If a line in the listing includes the word "reference", copy it out.

(Extracted material begins)

PR #4567, opened 2024-06-05
(JP) FIX to reference presentation (#4566)

fisuda:
This PR fixes to reference Japanese presentation. It would be great if you could review the PR.
Thanks.


fgalan (approved):
LGTM. Thanks!

PR #4568, opened 2024-06-05
Restructure docker

jicarretero:
The docker image for ubi has been restructured in a way that i) is more easy to understand and ii) is more based in rather "stable" repositories.


kzangeli:
> Maybe this PR (with >4000 commit!) has been created on the wrong repository?
Yes, I think so :)
I was looking for it in the Orion-LD repo and just found it here instead :)

jicarretero:
Sorry. Wrong repo.

PR #4564, opened 2024-06-04
REMOVE subs legacy format

fgalan:
Test are expected to fail in the first pass of this PR.

- [x] fix/disable tests
- [x] modify deprecation documentation

PR #4569, opened 2024-06-05
(JP) REMOVE documentation about subs legacy format (#4564)

fisuda:
This PR removes Japanese documentation about subs legacy format. It would be great if you could review the PR.
Thanks.


fgalan (approved):
LGTM. Thanks!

(Extracted material ends)

[Response]:
(JP) FIX to reference presentation (#4566)
This PR fixes to reference Japanese presentation. It would be great if you could review the PR.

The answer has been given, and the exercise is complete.